Seriously, I think there are still some 'issues' with the product, but certainly from my experience with what was the "TV Drive" it is pretty damned good, though it does take more looking after than my Tivo.


----------



## mikerr (Jun 2, 2005)

As someone who had the TVDrive on the pre-release trial, I still am amazed that they *took features out* when the service went live.

The big one was "rewind to start of programme, when recording" 
-worked fine in trial, removed on release ?!

There were a few others too.

It deperately needs a keyword search ability IMO


----------



## RichardJH (Oct 7, 2002)

I subscribed to VIP package. Now have I Tivo on standard cable box 1 Tivo on freeview and the V+ box standalone. Never get any programme clashes now.

Because of the Sky Movies PIN issue I use the V+ to record any movies. I don't miss Sky One as anything good is available by torrent sometimes even before it is aired on Sky.


----------



## davisa (Feb 19, 2002)

...and however difficult it is going to be to download with Virgin's new 'limited' unlimited broadband.

http://allyours.virginmedia.com/html/


----------



## Podgy Dad (Aug 18, 2002)

mikerr said:


> As someone who had the TVDrive on the pre-release trial, I still am amazed that they *took features out* when the service went live.
> 
> The big one was "rewind to start of programme, when recording"
> -worked fine in trial, removed on release ?!
> ...


Can you jump forward in blocks of 15 minutes like you can with Tivo? Fast forwarding at 32x can be a bit of a pain.


----------



## Podgy Dad (Aug 18, 2002)

My girlfriend is dumping Sky and getting a regular VM box. What do I need to do/get prior to install on Saturday to make sure it all works nicely with Tivo?


----------



## davisa (Feb 19, 2002)

The Wife gave V+ a big thumbs down on both usability and features so we'll be a TiVo house-hold for the foreseeable future...or will be once my new HDD arrives 

Personally, I think she just likes the TiVo 'wiggling antennas' - says it shows they have a sense of humour!


----------



## RichardJH (Oct 7, 2002)

> ..and however difficult it is going to be to download with Virgin's new 'limited' unlimited broadband. ORIGINAL POST BY davisa
> 
> http://allyours.virginmedia.com/html/


Not sure what your point is but I have no problems up to now with my 10MB connection


----------



## mikerr (Jun 2, 2005)

http://allyours.virginmedia.com/html/internet/traffic.html is the proper URL

They are now throttling / cutting your connection down to half or less if you do a single 20 minute download.
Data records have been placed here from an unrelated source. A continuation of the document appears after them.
PR #941, opened 2021-08-11
Bugfix/spline 931 loosen output schema consistency check

wajda:
The PR makes `Operation.output` optional. This makes it possible to distinguish between the _empty_ and _unspecified_ output.
The later is eligible for schema inference, while the former represents a _unit_ relation.

Also updated `rest-api-doc-generator` to the bugfixed version 1.0.4


cerveada:
So, this is and API change. Shouldn't there be a model 1.2?

wajda:
It's a DTO mapping change. The API itself is the same except for a minor change in the semantics of the empty attribute list that is now not eligible for inference. But the empty list semantics wasn't specifically mentioned in the documentation, and used to be mostly silently treated as an equivalent to unspecified schema (the semantics of which wasn't changed). From this perspective I don't think we break any documented convention on the API level.

cerveada (approved):

Issue #969, opened 2021-10-04
Consumer API: Data Source filters are counter-intuitive 


wajda:
Currently the _Last Executed_ relation is __outer__ joined to the _Data Source_. It usually makes sense unless at least one of the _Execution_ related filters is applied to the query. In that case the logic should correspond to an __inner join__ instead.

For example, when I as a user enable the `datetime` filter I expect to only see those data sources whose associated _Last Executed_ event satisfies the given date time criteria. The same holds for other _Execution_ related filters like `writeMode` for instance.

PR #972, opened 2021-10-04
Feature/spline 971 timestamp range flag

### LINKED ISSUE #971: Do not calculate timestamp range unnecessarily
Consumer API requests calculate _total timestamp range_ facet unconditionally. The client (UI) however doesn't need it for certain types of frequent queries (e.g. polling the server for updates). To avoid wasting resources on this expensive calculation we need to add a query parameter that would enable _total timestamp range_ facet on demand.

wajda:
- Added `facet.timestamp` boolean request param to conditionally enable total timestamp facet computation
- Made `timestampRange` optional (for consistency with #969)
- Added `DataSourceRepository.getTimestamp()` method that calculates the facet more correctly than `ExecutionEventRepository.getTimestamp()` method.


cerveada:
> Added DataSourceRepository.getTimestamp() method that calculates the facet more correctly than ExecutionEventRepository.getTimestamp() method.

I am bit confused about this:

- I guess you meant `getTimestampRange`?
- Why not used only the DataSourceRepository's one when it is more correct?

wajda:
`getTimestampRange` yes, that's a typo.

Although technically (at the moment) both use cases use the same data structures, there is a small difference in semantics. The execution event list represents all events, while the data source list is grouped by URI taking the latest event in a group plus data sources with no associated events. Hence the later cannot really reuse the query designed for the former. Even though it worked, the found range for the DataSource list sometimes started on earlier dates (that's what I meant by saying that it wasn't quite correct application for the method). I didn't mean the original method wasn't correct though. It was, for the ExecutionEvent list.

cerveada (dismissed):

cerveada (approved):

PR #986, opened 2021-10-22
Feature/spline 978 UUID collision handling

### LINKED ISSUE #978: ExecutionPlan UUID collision handling
This is an extreme precaution to remedy for the practically improbable but still theoretically possible UUID collision.

In the _Producer Model_, we could have a special property (like a checksum but selected by the user) that would serve as a business identifier, and would be included in both _Execution Plan_ and _Execution Event_ entities. The possible collision then could be detected by comparing that property with the previously stored data having the same UUID, and _if_ it happens to be different the document would be stored in a special log or a collection for manual handling.
In my opinion, giving an extremely small probability of the collision in the first place such treatment is way more than enough to make sure we won't loose any lineage from any job ever.

wajda:
- POM: upgraded _ArangoDB Java driver_ and _Logback_ dependencies
- Introduced `ExecutionPlan.discriminator` string property, which is additionally verified on every plan or event insert. If IDs of two entities match, but discriminators don't we conclude detected collision.

### DIFF
--- a/producer-model/src/main/scala/za/co/absa/spline/producer/model/v1_1/executionPlan.scala
+++ b/producer-model/src/main/scala/za/co/absa/spline/producer/model/v1_1/executionPlan.scala
@@ -21,8 +21,9 @@ import za.co.absa.spline.common.validation.{Constraint, ValidationUtils}
 import java.util.UUID
 
 case class ExecutionPlan(
-  id: UUID = UUID.randomUUID(),
+  id: ExecutionPlan.Id = UUID.randomUUID(),
   name: Option[ExecutionPlan.Name],
+  discriminator: Option[ExecutionPlan.Discriminator] = None,
 
   operations: Operations,
   attributes: Seq[Attribute] = Nil,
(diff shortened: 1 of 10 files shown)


producer-model/src/main/scala/za/co/absa/spline/producer/model/v1_1/executionPlan.scala
```diff
@@ -21,8 +21,9 @@ import za.co.absa.spline.common.validation.{Constraint, ValidationUtils}
 import java.util.UUID
 
 case class ExecutionPlan(
-  id: UUID = UUID.randomUUID(),
+  id: ExecutionPlan.Id = UUID.randomUUID(),
```
cerveada, line 24: Shouldn't the id value come only from the agent?

cerveada (approved):
lgtm, but I added one question

producer-model/src/main/scala/za/co/absa/spline/producer/model/v1_1/executionPlan.scala
wajda: Producer API v1.1 allows for the old round-trip communication style when the client sends a plan (without ID), the server generates one and returns it to the client. It's done by that default value.

PR #999, opened 2021-12-30
Feature/spline 737 labels

### LINKED ISSUE #737: Semi multi-tenancy support
The system should allow for metadata isolation based on different criteria such as:
  - the source system
  - function unit
  - project name
  - {{TBD}}

For now the isolation should be done logically, keeping the data physically on a shared persistent storage, maintaining links and data consistency. The goal is to isolate the users form the "noisy neighbors" on the UI and Consumer API level, while preserving ability to query the global lineage graph as a whole (e.g. for performing end-to-end lineage, impact or other analysis across the boundary of particular groups of users, projects, business units etc)

Security aspects are not considered in the scope of this epic.

Example user story:
> As a user I want to be able to filter/group entities based on custom tags provided by agents. (e.g. team, business unit etc)

wajda:
- Added `labels` property to both `ExecutionPlan` and `ExecutionEvent` entities
- Added scrollable REST for all labels and their values (`/labels/names/` and `/labels/names/{label_name}/values/` respectively)
- Added filters for `/execution-events` and `/data-source` resources to filter by labels.

Filter query format:
```
?label=aaa:bbb,ccc&label=xxx:yyy,zzz
```
is understood as
```
WHERE labels['aaa'] CONTAINS ANY OF ['bbb', 'ccc']
  AND labels['xxx'] CONTAINS ANY OF ['yyy', 'zzz']
```
Label names and values are case-sensitive.


cerveada (approved):
LGTM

Paying for 20Mb ? Download at that speed for 20 minutes and they'll cut your speed to 5Mb for the rest of the evening.


----------



## cwaring (Feb 12, 2002)

However, the service is _still_ unlimited in the usual sense of the word; in that you can still download as much as you want even though it might take you a little longer. The service remains un-capped.


----------



## mikerr (Jun 2, 2005)

limit. cap, throttle etc are all words for the same thing - VM have introduced a "temporary cap" that is reset daily.

If you have to wait due to throttling, there's no reason to pay for anything other than the minimum speed: 2Mb


----------



## davisa (Feb 19, 2002)

What they said 

Imagine (if you must) taking a morning shower, and getting your water supply cut off part way through because you've used your peak hours allocation for the day.

Anyway, I'm off-topic again. I seem to be becoming a master at that...


----------



## RichardJH (Oct 7, 2002)

Well I've learnt something. Albeit most of my larger downloads I leave to the PC whilst I am in bed asleep. Come down in the morning and there it is "all downloads completed"


----------



## cwaring (Feb 12, 2002)

mikerr said:


> limit. cap, throttle etc are all words for the same thing - VM have introduced a "temporary cap" that is reset daily.


Sorry, but you're simply wrong.

A 'cap' is an absolute limit that, when you reach it, you cannot download any more until that cap is reset; usually at the start of the next month.

In this case, you're download speed is reduced to 25% (or whatever) of it's potential full speed, but you can _still_ download as much as you want.

There is NO CAP on VM's cable broadband.


----------



## davisa (Feb 19, 2002)

cwaring said:


> There is NO CAP on VM's cable broadband.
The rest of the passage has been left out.